Electrical and electrochemical studies of nanocrystalline mesoporous MgFe2O4 as anode material for lithium battery applications

Abstract

Nanocrystalline mesoporous spinel magnesium ferrite (MgFe2O4) particles with high surface area were prepared by urea assisted modified citrate combustion process. The prepared sample was characterized by X-ray diffraction (XRD), Fourier transform infrared (FTIR) spectroscopy, Raman spectroscopy, field-emission scanning electron microscope (FE-SEM), BET surface area analyzer and impedance spectroscopy techniques. XRD results confirmed the formation of a single phase of nanocrystalline spinel magnesium ferrite sample. FTIR and Raman spectroscopy (FTIR) results confirmed the structural co-ordination of the magnesium ferrite sample. The spherical shape morphology of the prepared magnesium ferrite particles was confirmed from the FE-SEM images. Specific surface area and porosity of the MgFe2O4 sample were obtained from N2 adsorption–desorption isotherms results. The D.C. and A.C. electrical conductivities of the MgFe2O4 sample as a function of temperature and frequency were investigated by analyzing the measured impedance data.
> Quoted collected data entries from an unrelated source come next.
PR #2402, opened 2020-11-20
CoroutinesTimeout for JUnit5

### LINKED ISSUE #2197: CoroutinesTimeout replacement for JUnit 5
https://github.com/asarkar/coroutines-test

dkhalanskyjb:
Fixes #2197.


kotlinx-coroutines-debug/build.gradle
```diff
@@ -20,6 +20,10 @@ configurations {
 
 dependencies {
     compileOnly "junit:junit:$junit_version"
+    compileOnly "org.junit.jupiter:junit-jupiter-api:$junit5_version"
+    testCompile "org.junit.jupiter:junit-jupiter-api:$junit5_version"
```
qwwdfsad, line 24: should `testCompile` duplicate `compileOnly`?

kotlinx-coroutines-debug/src/junit/junit5/CoroutinesTimeout.kt
```diff
@@ -0,0 +1,70 @@
...
+import org.junit.jupiter.api.extension.*
+import org.junit.jupiter.api.parallel.*
+import java.lang.annotation.*
+
+/**
+ * Coroutines timeout annotation that is similar to JUnit5's [Timeout] annotation. It allows running test methods in a
+ * separate thread, failing them after the provided time limit and interrupting the thread.
+ *
+ * Additionally, it installs [DebugProbes] and dumps all coroutines at the moment of the timeout. It also cancels
+ * coroutines on timeout if [cancelOnTimeout] set to `true`. The dumps contain the coroutine creation stack traces. If
```
qwwdfsad, line 18:
```suggestion
 * coroutines on timeout if [cancelOnTimeout] set to `true`. The dump contains the coroutine creation stack traces. If
```

kotlinx-coroutines-debug/src/junit/junit5/CoroutinesTimeout.kt
```diff
@@ -0,0 +1,70 @@
...
+ * whether the methods that it produces obey the timeout as well.
+ *
+ * Beware that registering the extension via this annotation conflicts with manually registering the extension on the
+ * same tests via other methods (most notably, [RegisterExtension]) and is prohibited.
+ *
+ * Example usage:
+ * ```
+ * @CoroutinesTimeout(100)
+ * class CoroutinesTimeoutSimpleTest {
+ *      // times out in 150 ms
```
qwwdfsad, line 39: It timeouts in 1000, isn't it?

Minor optional nit: annotations sorted by the length of the names are typically more readable (tho it's quite opinionated, so feel free to ignore it)

kotlinx-coroutines-debug/src/junit/junit5/CoroutinesTimeout.kt
```diff
@@ -0,0 +1,70 @@
...
+ *     @CoroutinesTimeout(1000)
+ *     @Test
+ *     fun classTimeoutIsOverridden() {
+ *         runBlocking {
+ *             delay(150)
+ *         }
+ *     }
+ *
+ *     // times out in 100 ms
```
qwwdfsad, line 48:
```suggestion
 *     // times out in 100 ms, timeout value is taken from the class-level annotation
```

kotlinx-coroutines-debug/src/junit/junit5/CoroutinesTimeoutExtension.kt
```diff
@@ -0,0 +1,282 @@
...
+
+import kotlinx.coroutines.debug.*
+import kotlinx.coroutines.debug.runWithTimeoutDumpingCoroutines
+import org.junit.jupiter.api.extension.*
+import org.junit.platform.commons.support.AnnotationSupport
+import java.lang.reflect.*
+import java.util.*
+import java.util.concurrent.atomic.*
+
+public class CoroutinesTimeoutException(public val timeoutMs: Long): Exception("test timed out ofter $timeoutMs ms")
```
qwwdfsad, line 15: This exception definitely shouldn't be public.

Moreover, it seems that throwing `java.util.concurrent.TimeoutException` is enough

kotlinx-coroutines-debug/test/junit5/CoroutinesTimeoutSimpleTest.kt
```diff
@@ -0,0 +1,61 @@
+/*
+ * Copyright 2016-2020 JetBrains s.r.o. Use of this source code is governed by the Apache 2.0 license.
+ */
+
+package junit5
```
qwwdfsad, line 5: all tests have a wrong package directive, should be `kotlinx.coroutines.debug.junit5`

qwwdfsad (changes requested):
Skimmed through KDoc and public API, will get back to the engine impl later.

Could you please rebase this branch on the recent `develop`?

kotlinx-coroutines-debug/src/junit/junit5/CoroutinesTimeoutExtension.kt
dkhalanskyjb: I don't like `java.util.concurrent.TimeoutException` here, as its documentation says the following on the first line:
> Exception thrown when a blocking operation times out.

I don't feel that this describes our case. So, I think that a separate class is warranted after all. I agree that it shouldn't be public though, as there aren't many opportunities to catch it.

kotlinx-coroutines-debug/build.gradle
dkhalanskyjb: Not at this point: other dependencies in `testCompile` depend on `junit-jupiter-api` transitively. I removed the duplicate.

kotlinx-coroutines-debug/build.gradle
```diff
@@ -38,6 +41,12 @@ if (rootProject.ext.jvm_ir_enabled) {
     }
 }
 
+java {
```
qwwdfsad, line 44: Doesn't seem to be necessary for the latest `develop` where we have 1.8 target

kotlinx-coroutines-debug/src/junit/junit5/CoroutinesTimeoutExtension.kt
```diff
@@ -0,0 +1,282 @@
...
+                           enableCoroutineCreationStackTraces: Boolean = true): CoroutinesTimeoutExtension =
+            CoroutinesTimeoutExtension(enableCoroutineCreationStackTraces, timeout.toLong() * 1000, cancelOnTimeout)
+    }
+
+    /** @see [initialize] */
+    private val debugProbesOwnershipPassed = AtomicBoolean(false)
+
+    private fun tryPassDebugProbesOwnership() = debugProbesOwnershipPassed.compareAndSet(false, true)
+
+    private val isDebugProbesOwnershipPassed
```
qwwdfsad, line 84: unused val

kotlinx-coroutines-debug/src/junit/junit5/CoroutinesTimeoutExtension.kt
```diff
@@ -0,0 +1,282 @@
...
+ *          delay(Long.MAX_VALUE) // somewhere deep in the stack
+ *          ...
+ *     }
+ * }
+ * ```
+ *
+ * @see [CoroutinesTimeout]
+ * */
+// NB: the constructor is not private so that JUnit is able to call it via reflection.
+public class CoroutinesTimeoutExtension internal constructor(
```
qwwdfsad, line 57: We do not expect extension to be widely used manually, let's make it experimental or even `internal`?

qwwdfsad (commented):
Let's address one final question and ship it 🚀

kotlinx-coroutines-debug/build.gradle
dkhalanskyjb: I attempted to remove this block, but then the build was failing. I managed to fix the build of this subproject by adding
```gradle
tasks.withType(JavaCompile) {
    targetCompatibility = JavaVersion.VERSION_1_8
}
```
However, then kotlinx-coroutines-test also required `targetCompatibility` set. At that point, I stopped. Do you think this should be pursued further?

qwwdfsad: I think that's enough, thanks for checking it

qwwdfsad (approved):
Great!

PR #2418, opened 2020-11-30
Remove outdated Android examples

qwwdfsad:
These examples are way outdated, unmaintained and cannot be built as is in the most recent Android Studio. There is plenty of high-quality examples in the Web right now, no need to keep (and update Kotlin version) these two


elizarov (approved):
👍 Good riddance.

PR #2420, opened 2020-11-30
Use combineUnsafe for 4 parameter combine

### LINKED ISSUE #2419: 4-parameter version of `combine` does not use `combineUnsafe`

The activation energy for the migration of the carriers in the MgFe2O4 sample was found to be 0.607eV. The dielectric studies revealed that the dielectric constant of the mesoporous MgFe2O4 sample increases with increase in temperature. Further, lithium battery was fabricated using the developed nanocrystalline mesoporous spinel MgFe2O4 as anode material and investigated its electrochemical performance. The charge-discharge studies revealed that the fabricated lithium battery using the developed nanocrystalline mesoporous MgFe2O4 as anode exhibited high capacity and good cycleability in the voltage range 0.005–3V. The results show that the developed nanocrystalline mesoporous spinel magnesium ferrite could be a better anode material for lithium battery applications.